Preventing hydrates from forming is critical for offshore oil and gas operations, so that fluids can flow smoothly from reservoirs to surface treatment units. Methane and water crystals that form at high pressure and low temperatures, hydrates can plug lines, especially during production shutdowns. The need to prevent them forces the industry to use complex, and thus more expensive, architectures. That was the spur for our new approach to prevent hydrate formation while sharply cutting costs.
An avoidable - but expensive to prevent - risk
Under certain pressure and temperature conditions, water and light hydrocarbons interact to form gas hydrates. The formation of hydrate crystals needs to be avoided, because it can plug lines. The risk rises during production shutdowns, when the fluids cool down.

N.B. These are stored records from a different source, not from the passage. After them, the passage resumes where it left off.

PR #2125, opened 2021-02-03
Improved W&B integration 

AyushExel:
## New features introduced:
* Number of steps logged is now equal to the number of epochs. [See example run page](https://wandb.ai/cayush/yolov5-dsviz-demo/runs/po1wqtl4?workspace=user-cayush)
* Log datasets as interactive dsviz tables. View, query, filter, and analyze dataset directly in your browser. Logged dataset will result in a new config file which can be used to train models directly from dsviz datasets. [Example dsviz table](https://wandb.ai/cayush/yolov5-dsviz-demo/artifacts/dataset/train/edc2682051ebcd421fcf/files/train.table.json)
* Set `--save_period` to log model artifacts after every `n` epochs. Won't log artifacts if this is not set.
* Set `--bbox_interval` to set bounding-box image logging interval. If not set explicitly, set `opt.bbox_interval = opt.epochs // 10`
* Resume training runs directly from models saved as artifacts by passing model name as `--resume_from_artifact`. Combined with dataset logged artifact, this will allow users to train large models on spot instances on cloud or colab without loosing their progress.
* Log training progress as dsviz table to see the training progress. This feature won't use any local storage and will be enabled only if the dataset being used is a logged artifact. [Example training progress table](https://wandb.ai/cayush/yolov5-dsviz-demo/artifacts/evaluation/run_1met3ns9_progress/b70c959863eddf93a970/files/result.table.json)
## [Try this colab walkthrough for all the new features](https://colab.research.google.com/drive/1aXw0tsLKwEtV31UNOrquovnyo05lbtdx?usp=sharing)

@glenn-jocher This PR introduces some refactoring of code. To enable all the above features, I had to move a few things around:
* `checkdataset()` in `train.py` is called  after initializing `wandb_logger`. This is done because if the dataset is an artifact link, it needs to be downloaded first( which is done by `wandb_logger`) before being checked
* Optimizer from the final model are stripped after calling `wandb.finish()` because it interfered with model logging.
* Instead of passing `opt.data` in `test.py`, I'm passing the `data_dict` because in cases where dataset is an artifact link, it will throw error. `data_dict` contains the location of the locally downloaded artifact. The only reason to use `opt.data`  was to initialize `is_coco` boolean which I've done in `train.py` instead. So, the previous functionally will remain unchanged. If `data` passed is an `str`, the code will load the yaml file as before, otherwise treat it as `data_dict` 
Test the colab and tinker with the code and let me know if you find any bugs or possible improvements. 

## 🛠️ PR Summary

### 🌟 Summary
Integrated Wandb logging enhancements for YOLOv5 🚀

### 📊 Key Changes
- Improved Wandb logging with added support for dataset and model artifact logging.
- Simplified and refactored Wandb logging setup in `train.py`.
- Updated how Wandb logger is initialized and called in test methods.
- Wandb logger now checks and uploads datasets as artifacts upon training initialization.
- Fixed Wandb logging during test time with accurate epoch handling and bounding box debug images.
- Removed certain Wandb login related code and CLI options to streamline the interface.
- The `artifact_alias` option was added to allow specification of dataset version.
- Added automatic resuming from Wandb artifacts, making restarts more graceful.

### 🎯 Purpose & Impact 
- **Enhanced Reproducibility**: By logging datasets and models as artifacts, it can be easier to track and reproduce experiments.
- **Simplified Configuration**: The changes lead to a clearer setup process with less manual configuration.
- **Improved Usability**: Automatic resumption of training and logging simplifies restarting interrupted sessions for users.
- **Streamlined Usage**: Removing rarely used CLI options can make the interface more user-friendly.
- **Visibility and Debugging**: Enhanced logging, particularly for bounding box images, will help users better understand model performance.


glenn-jocher:
@AyushExel looks good! Looking forward to chatting about it tomorrow. /rebase

AyushExel:
@glenn-jocher Sounds good. I have rebased this branch to track all the latest changes.

AyushExel:
@glenn-jocher let me when you'll review this and based on that I'll rebase this branch to master again. I think rebasing it when we're ready to merge will be most efficient as manually solving merge conflicts multiple times doesn't make sense :)

AyushExel:
@glenn-jocher hey I haven't heard back from you. Is there a showstopper here that I can help with?

glenn-jocher:
TODO/Look into list:

- instead of passing --data coco128_wandb.yaml, search for coco128.yaml --> Path('coco128_wandb.yaml').isfile() and use instead
- add --upload-dataset argument to train.py to remove need to call to log_datasets.py
- remove --log-imgs and assume hard coded 16.
- suggested resume command python train.py `--resume wandb/project/run` or `--resume wandb/project/run --epochs 350`, with pseudocode:

```
if type(resume) is str and resume.startswith('wandb/'):
   _, project, run = resume.split('/')
   run_id = find_runid_from_run(run, assert_unique_run=True)
```

glenn-jocher:
@AyushExel was thinking for the wandb shortcut we should adopt the GCP naming conventions used by Google's gsutil package. gsutil lets you transfer data between local and Google Cloud storage buckets, they use `gs://bucket/...` to identify a cloud bucket located at `https://storage.googleapis.com/bucket/...`

In our case we might use `python train.py --resume wandb://project/run`. This has the added benefit of completely avoiding confusion with the local wandb/ directory.

AyushExel:
@glenn-jocher I'll address all these changes and get back to you

AyushExel:
@glenn-jocher is '/rebase' command not available for all users?

glenn-jocher:
@AyushExel yes I think it is available for all users. Though sometimes it doesn't work. When it does work a message will appear after a minute or two, and then the branch will only show n commits ahead and 0 commits behind origin/master:

> @github-actions github-actions bot force-pushed the AyushExel:wandb_clean branch from 8f9fe6a to 3e8f4ae 2 days ago

The action is here, it seems to show that any comment with the words will trigger it:
https://github.com/ultralytics/yolov5/blob/7a6870b81f31db40b06d2e899801febbeed96696/.github/workflows/rebase.yml#L11

AyushExel:
Hey @glenn-jocher , I'm running into a problem when trying to resume runs for pascal voc from artifacts. I didn't write this as an issue on github as the integration is not merged in master, hence it's not reproducible. 
Here's my problem. I'm trying to resume a run from a checkpoint saved as an artifact. But I'm not able to load the model. The surprising part is that the same code works perfectly for coco128 dataset but it's throwing an error for voc.here is the error log.

Screenshot (494)
As you can see the weights are transferred successfully but the ema operation throws a size mismatch error. The most surprising part is that this same code works fine with coco128 dataset. 
Any thoughts on why this is happening? If it's something obvious, I'll be able to fix it before our meeting tomorrow.

Edit-- more context --> The dataset being used is also saved as an artifact. It is the same folder that is generated from `get_voc.sh` . Again, this same process worked well with coco128 dataset

glenn-jocher:
@AyushExel ah interesting. Right, so since last time we talked I made a major update to the checkpointing system in https://github.com/ultralytics/yolov5/pull/2292, and then applied two fixes related to this PR in #2295 and #2317. Before checkpoints saved the EMA as the model, which on resume caused a problem, since `model` was resuming from `EMA` rather than from the previous model (model info should only ever flow one way, to the EMA).

This is fixed now, so new checkpoints carry 1) model fp16, 2) ema fp16, 3) optimizer fp32, and each simply resumes from the checkpoint.

The error clearly originates in a differing class count (VOC has 10 and COCO/COCO128 have 80), but I don't know why it's happening. You may be trying to resume an 80 class model with a 10 class dataset or vice versa.

This might be simply due to the fact that the current resume only supports interrupted resuming (no changes in data or architecture), vs starting a training from pretrained weights, which supports changes in architecture, class counts, datasets, etc. Not sure if that helps or not?

glenn-jocher:
Another way to think of this is that we allow for example training VOC starting from pretrained YOLOv5s (trained on COCO), with all adjustments handled automatically:
```bash
python train.py --data voc.yaml --weights yolov5s.pt
```

If we want --resume to be as flexible as starting a new model, it would need to pass through the same code to handle these possibilities. We should discuss more tomorrow.

AyushExel:
@glenn-jocher I actually changed the resume functionality to be compatible with current master. You can only resume interrupted runs. And this is one of those case where the run is interrupted. Although I think this changing only the dataset should not cause any error and all my debugging efforts didn't lead me anywhere, I'll try again tomorrow.

Btw here's the workflow.
**Working:**
`python train.py --save_period 1 --data coco128.yaml`
Interrupt it
`python train.py --resume wandb-artifact://project/run_id`

This works perfectly.

**not working**
`python train.py --save_period 1 --data voc.yaml`
Interrupt it
`python train.py --resume wandb-artifact://project/run_id
This throws error.

Btw, can you make out something from the error msg? Like what exactly might be going wrong here the size of input expected ? I'm pretty the number of classes and names is saved in wandb.config file, so that should not cause the issue

glenn-jocher:
@AyushExel ok got it. Well the workflow looks good!!

Yes, the sizes are incorrect, the 3 layers shown are the Detect() convolutions for P3, P4, P5. The output size for COCO is normally 255 (80+5 per anchor times 3 anchors). VOC for example would have (10+5 per anchor, so the VOC value there should be 45, not sure where the 75 comes from in the error message, that's a mystery).

In any case, the EMA and the model have identical structure, everything exactly the same, and in your error the checkpoint EMA and the current EMA should also be of equal architecture. Maybe you started the artifact a few days ago and some of the recent PR changes are interfering. Can you delete all of the artifacts (dataset and model) and git clone the latest and try again? I'll try to resume VOC using master to verify.

EDIT: 75 could be produced by a VOC model with 5 anchors per layer... (10+5 * 5 anchors)

AyushExel:
Sure thanks for the info. I'll try debugging this again tomorrow morning

glenn-jocher:
VOC resume seems to work fine. Using the Colab notebook VOC training cell:
Screen Shot 2021-02-27 at 2 31 50 PM

AyushExel:
Hmm interesting. I'm trying to get to the root of the problem now.
/rebase

AyushExel:
@glenn-jocher I finally found the issue. By default the data_dict is loaded from coco128, which caused this problem. To fix that, data_dict is saved in wandb.config object. When resuming runs, we can just set data_dict = wandb.config.data_dict.  Now, the resume from artifacts is working fine. 
Screenshot (497)
The workaround has limitations. Like what if the data.yaml file is a custom file and is not present in the repo? In that case the loader will throw an error before reaching wandb.config object that has the required info, here.
Screenshot (499)
Maybe check-in that opt.data is_file() before loading will be better. 
Anyway, right now I'm working on building the functionality(almost done). We can clean it up once functionality is don.

AyushExel:
> TODO/Look into list:
> 
> * instead of passing --data coco128_wandb.yaml, search for coco128.yaml --> Path('coco128_wandb.yaml').isfile() and use instead
> * add --upload-dataset argument to train.py to remove need to call to log_datasets.py
> * remove --log-imgs and assume hard coded 16.
> * suggested resume command python train.py `--resume wandb/project/run` or `--resume wandb/project/run --epochs 350`, with pseudocode:
> 
> ```
> if type(resume) is str and resume.startswith('wandb/'):
>    _, project, run = resume.split('/')
>    run_id = find_runid_from_run(run, assert_unique_run=True)
> ```

@glenn-jocher All of this is done. ( for --resume I went with supporting 'wandb-artifact://' prefix)

### [Updated colab to try this out](https://colab.research.google.com/drive/1aXw0tsLKwEtV31UNOrquovnyo05lbtdx?usp=sharing&authuser=1) 

TODO:
* Reduce verbosity while uploading dataset
* test more cases

AyushExel:
@glenn-jocher I had a question. Currently no model checkpoints are being saved as artifacts if you don't set `--save_period`. By default, it is set as -1. Is it okay or would you prefer to automatically log the final artifact by default? I was thinking of this logic.
```
if opt.save_period == -1:
    opt.save_period == opt.epochs
```
Let me know what you think. Also, I'll clean up a few things from `utils/wandb_logging` folder but other things are in place. Can you please review train.py and test.py and let me know  if everything looks good. Let's decide a timeline to push this integration and publicize it.

glenn-jocher:
@AyushExel about the checkpointing, I can explain the local system here. Locally last.pt and best.pt are updated every epoch by default with a few exceptions:
- `--nosave` only saves the final epoch
- `--evolve` never saves any checkpoints

For online checkpointing I'm not sure. Interrupted trainings are hot topic of course, but for many users like myself most of the value comes from simply uploading the final best.pt and nothing else.

With the save_period we should be very careful, with the versioning system you previewed, a few trainings could easily use enormous amounts of storage. Training checkpoints are about 3-4x larger than final checkpoints (since they carry not just the model but an EMA and a FP32 optimizer, so a YOLOv5x model for example trained for 300 epochs * 600 MB = 180 GB, which might make for some quite surprised users. Are you sure that the user feedback W&B was getting was really related to saving every single checkpoint, or was it generally for a better resume experience?

AyushExel:
@glenn-jocher  Well, ultimately the checkpoint saving is an opt-in feature. The module won't upload any checkpoint if you don't explicitly ask it to. The artifacts feature is meant to be used in a way that fits your need:
* You can save checkpoint at every epoch if you're on preemptible resource and then delete( if you want) all the checkpoints except the last one the training is done.
* Or save only the last checkpoint
* Or don't save any checkpoint at all( default behavior - which I'm willing to modify after getting your opinion)

The reasoning behind this is that it definitely adds a lot of value to enterprise users of the repo( with cloud resources ). People working on self-driving systems, or medical imaging definitely need a built-in fault-tolerant system that saves all their progress ( if they want to) in case something goes wrong during the training

EDIT: I think I didn't explain it well. setting `opt.save_period  = opt.epochs` will not log model for every epoch. It will log only for the last epoch. The logging logic is something like this:
```
if curret_epoch % opt.save_period == 0 and (not nosave):
    log_model_as_artifact()
```
If a user wants to save a model for every epoch, they'll have to explicitly set the --save_period to 1. 

Also, if a user is setting the checkpoint period to a larger value, say 50, the model will be logged after every 50 epochs. So, if the run crashes at, say 170th epoch, the user will still be able to resume their runs from 150th epoch by using the same logic.( `python train.py --resume wandb-artifact://{run_path}`) .

AyushExel:
SIDE NOTE: 
I opened the code on vscode on a smaller device and I don't know why but the editor added new lines at weird places and removed spaces from around operators( like ` = ` became `=` ). That's why github shows more differences in the code than there actually are. I've mostly added code in the folder `wandb_logging`. The changes in train and test scripts are mostly re-arrangements
I've reverted most of the line breaks to as they were but feel free to reformat it using whatever tool you use. Btw do you use black or autopep8 for linting?

glenn-jocher:
@AyushExel actually I have a super easy linting method, you can do this too. I'd say this is really a must for anyone sharing code. 

I use PyCharm, and they provide an easy PEP8 reformat command here. You can apply on a single file, or to your whole project:
Screen Shot 2021-03-02 at 12 12 58 PM

AyushExel:
@glenn-jocher  Thanks.  I just reformatted using pycharm's PEP8 linter. Now, this PR is all clear from my end. Can you start reviewing this?

Also, I wanted to make sure you saw this:
> @glenn-jocher Well, ultimately the checkpoint saving is an opt-in feature. The module won't upload any checkpoint if you don't explicitly ask it to. The artifacts feature is meant to be used in a way that fits your need:
> 
> * You can save checkpoints at every epoch if you're on a preemptible resource and then delete( if you want) all the checkpoints except the last one the training is done.
> * Or save only the last checkpoint
> * Or don't save any checkpoint at all( default behavior - which I'm willing to modify after getting your opinion)
> 
> The reasoning behind this is that it definitely adds a lot of value to enterprise users of the repo( with cloud resources ). People working on self-driving systems, or medical imaging definitely need a built-in fault-tolerant system that saves all their progress ( if they want to) in case something goes wrong during the training
> 
> EDIT: I think I didn't explain it well. setting `opt.save_period = opt.epochs` will not log model for every epoch. It will log only for the last epoch. The logging logic is something like this:
> 
> ```
> if curret_epoch % opt.save_period == 0 and (not nosave):
>     log_model_as_artifact()
> ```
> 
> If a user wants to save a model for every epoch, they'll have to explicitly set the --save_period to 1.
> 
> Also, if a user is setting the checkpoint period to a larger value, say 50, the model will be logged after every 50 epochs. So, if the run crashes at, say 170th epoch, the user will still be able to resume their runs from the 150th epoch by using the same logic.( `python train.py --resume wandb-artifact://{run_path}`) .

AyushExel:
Hey @glenn-jocher sorry to bug you on a weekend. I just removed all the unnecessary changes from `train.py` and now its changelog says `70 deletions and 69 additions` :smile: 
All the other changes are introduced in the `wandb_logging` folder which you don't have to worry about maintaining. 

If you have some time today, please review the `train.py` file once so that we can get it merged as solving merge conflicts manually every week is too tiring :sweat_smile:

glenn-jocher:
@AyushExel hey I forgot to ask you, did you find anything related to passing a dictionary via the argparser?

Also I see one of the CI tests is failing (ubuntu). That's frustrating, I suspect it's just a failed test for no reason. I will force a re-run of the tests. 

I did some investigating earlier about repeating failed CI tests, but didn't manage to implement anything. The coolest implementation i saw was a simple or statement, i.e. `success = tests | tests`, which runs tests a second time if the first time returns a non-zero exit code (i.e. a failure).

AyushExel:
@glenn-jocher Hey. yes, the test failed for no reason. It passes on other OS tests. Btw have you had a chance to go through the PR?

AyushExel:
@glenn-jocher  I've done everything from my end. Also, I've compiled a list of 6 use cases. Here  are all the 7 executable tests.
Let me know if you need anything else from me.
## [Tests Colab](https://colab.research.google.com/drive/1aXw0tsLKwEtV31UNOrquovnyo05lbtdx?usp=sharing)

AyushExel:
Hey @glenn-jocher just wanted to do a mid week checkin. We really want to launch this integration this week. Can you match your schedule to finish this up this week ?

glenn-jocher:
@AyushExel yes, I'm on it!

glenn-jocher:
@AyushExel thanks for the work on this! I've merged master and reformatted your latest changes, and then taken a closer look. I've got a few comments here we can review tomorrow:

1. I've modified the 'arbitrary confidence' in test.py from 0.175 to 0.250 which is our default inference threshold across detect.py, hub models and iDetection app.
2. The two media logging areas in test.py are confusing. There is 'W&B logging - Media Panel Plots' and 'W&B logging - DSVIZ', but they both appear to perform similar tasks. Is there a way to merge these two? That would be a logical step, not just to reduce code but also primarily to improve profiling performance, as all of this logging comes at a time cost for all of our users, especially `for`-loop operations like these.
3. What is the purpose of total_conf in test.py L170? I'm not sure there's a use-case for summing confidences over different instances.
4. In train.py L330, current master has the `wandb` logger, and uses the `if wandb then wandb.log()` command, but the new logger seems be wandb_logger, which similarly uses the wandb_logger.log() command, but to check for it's status you use wandb_logger.wandb instead of wandb_logger. Does wandb_logger by itself no longer provide an adequate boolean response?
5. Many lines like train.py L415 in this PR were modified for no apparent reason, so it's taking me some effort to return them to their previous state. I've noted these commits as 'reset to previous'. It would be great if you try to minimize changes to the minimum required so as not to complicate the PR and add extra effort to the review.
6. An important design question here is how to maintain the current `--log-artifacts` workflow for downloading stripped checkpoints rather than full checkpoints. Many users have slow connections, and even fast connections a very slow to upload files to Colab from the browser interface, so it's necessary to provide a final trained model that's stripped of EMA and optimizer as we do now. Not to mention, users will be confused and raise issues if their final checkpoints are larger than what's shown in the README. We should discuss tomorrow.
7. I'm seeing an 'Unresolved reference 'save_json'' error on train.py L426, this is a post training mAP run for COCO only, save_json must have gotten lost in the changes.
8. test.py L267 seems to serve no purpose. Delete?
9. check_wandb_config_file appears to be an unused import in train.py. Delete?
10. Did you come up with any ideas for dicts to the argparser? The only thing I can think of is that I've seen multiple argparsers used before in the same file.

EDIT:

11. It seems like train.py L491 and L493 present mutually exclusive uses of wandb_run. If it's used in 491 it's redundant to also use it in 493.
12. Remove train.py L503 commented line?
13. The removal of the is_coco definition from test.py is not going to work. It is passed from train.py now, but test.py needs to determine itself whether it is looking at COCO data for the common use case of being called as part of a bash command directly rather than being called by train.py, i.e. python test.py --data coco.yaml (problem verified in colab with `!git clone https://github.com/AyushExel/yolov5 -b wandb_clean`)

AyushExel:
@glenn-jocher 
1. Sounds good.
2. Soon we'll be able to export dsviz to the dashboard and then we can get rid of a media panel. I'll remove it as soon as it gets deprecated which should be sometime around this month.
3. That's what I thought. Our CTO suggested that if you sort the predictions by loswest to highest confidence in a dsviz table([example](https://wandb.ai/cayush/yolo_dsviz_test/artifacts/evaluation/run_1yoidlsa_progress/ce5aafa636362762549e/files/result.joined-table.json)), you'll notice some insights from the data, like what are the data points where the model performs the worst. Most users won't use it, so if you want we can get rid of it.
4. I didn't quite get this one. So, basically, if wandb is installed,`wandb_logger.wandb` will be reference wandb otherwise it will be set to `False`
5.  Sorry about that. I moved from vscode to pycharm in the middle of the process, might've missed reverting some changes.
6. Do you want to retain the `--log_artifact` functionality with the new functionality?
7. yes
8. EDIT: wandb_imgs list should be reset otherwise it will also contain the images from previous predictions right?
9. Yes. 
10. I saw that you cannot pass a `dict` as argument, so the best option seems to be a yaml file or cfg file
11. oh yes. `or wandb` can be removed from line 493
12. Yes I wanted to remove this. Just wanted your confirmation
13. I see. What do you propose for this?
EDIT:
for 13) We can do something like this, in L67
```
    if isinstance(data, str):
        is_coco = opt.data.endswith('coco.yaml')
        with open(data) as f:
            data = yaml.load(f, Loader=yaml.SafeLoader)
```

AyushExel:
@glenn-jocher If you're not editing it now, I can address point 13 now. Or do you want to do it yourself?

AyushExel:
@glenn-jocher  Addressed changes:
11. fixed, removed the redundant check
12. removed unused line of code
13. This is fixed. is_coco will be checked in test.py if a file path is passed
About point 6:
How would you like to approach this? We can provide additional `-log-artifact` argparse which log the striped model.
```
# after the model is stripped:
if opt.log_artifact:
    wandb_logger.log_artifact('path', name="final_model"+wandb_logger.wandb_run.id)
```

AyushExel:
@glenn-jocher. I've addressed all the changes we discussed
1. get rid of multiple wandb  imports
2. Save the final stripped epoch always ( as `--log_artifacts` used to do)
3. set save_json to true
4. Don't reset wandb_logger in the test.py
5. Remove dsviz logging from test.py

AyushExel:
@glenn-jocher I have made all the changes that we discussed about in the last meeting. Please have a look and run the tests. Let's finish this off tomorrow

AyushExel:
@glenn-jocher Merged master into the branch and all CI tests are passing. All of the tests in colab are also passing. Let's get this merged :)

glenn-jocher:
@AyushExel PR is merged! Thank you for your contributions.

Preventing hydrate plugging is a big part of flow assurance, since delayed detection can cause costly operating problems. Various solutions are used during production to prevent hydrate formation and keep fluids flowing:
- Thermally insulating, even heating, subsea lines, to prevent fluid temperatures from dropping into the hydrate formation region. Though widely used in the industry, this expensive solution is reaching its practical limits, as the distance between wells and surface facilities increases.
- The use of thermodynamic additives to inhibit the hydrate formation. Massive amounts of “antifreeze” such as methanol or glycol are injected, mainly at well locations. This can significantly affect the development and operational costs of the project, since the antifreeze may have to be separated, recovered and regenerated in the surface facilities. Lastly, the antifreeze’s HSE impacts also have to be considered.
- The use of low-dosage advanced chemical additives at well locations. These additives can either prevent hydrate formation (kinetic inhibitors) or move hydrates through the lines in the form of finely dispersed particles (dispersants or antiagglomerates). We’ve used this recent and promising solution for a few developments. However, it is only suitable for fields that don’t produce much water, such as gas and gas condensate fields. The environmental impacts of such chemicals also have not to be discarded.
So preventing hydrate plugging, first, affects the design of offshore architectures, and then requires complex operating procedures, especially for restarting production. This has a significant impact on CAPEX, OPEX and production shortfalls.
An Innovative Approach
We’ve been studying the kinetics of hydrate formation, both through joint industry programs (JIPs) and in our own research labs, for decades. We’ve determined that certain crudes have an inherent ability to delay and even block hydrate formation. Leveraging our solid expertise, we’ve developed a method called Hydrates Induction Time of Crudes, or HITC.
We replicate hydrate formation in the lab by varying different parameters such as type of hydrocarbon fluid, percentage of water and gas, and operating conditions (pressure and temperature). Our lab experiments help us predict hydrate formation kinetics and more precisely highlight the pressure and temperature conditions at which massive hydrate formation occurs.
Such lab data is essential for precise risk mapping. Integrated into a digital application to assess and monitor hydrate formation risk, such mapping lets us optimize our operating procedures and extend our subsea lines’ operating window. In other words, we can operate our production lines in the hydrates’ thermodynamic region, while staying away from the operating conditions of rapid and massive hydrate formation.
This offers a number of advantages:
- Less complex design of our production line architecture (thermal insulation, redundant lines), significantly cutting the cost of facilities.
- Simplifying onsite operations during planned and unplanned shutdowns, sharply reducing OPEX and shortfalls.
- Unlocking satellite reserves that weren’t economical to develop before on a standalone basis.
First-time application in Angola
The new HITC approach offers new opportunities for our mature fields, notably Dalia Phase 3, located in Block 17 in Angola. We observed that with this field’s oil, hydrates take 72 hours to form, when crude is subcooled up to 6.5°C in the hydrates thermodynamic region (reference curve is the Hydrates Dissociation Temperature). Combined with down sloping bathymetry of the production, these chemical properties enabled us to use a single, simply insulated (wet insulation) production line to tie back new wells more than 3 kilometers away from our existing facilities. The dedicated budget was only half that required for a conventional approach.
This simplified development plan is a genuine innovation for Total. For the first time on an offshore field, there are no operational measures planned to prevent hydrate formation in the production line during shutdowns.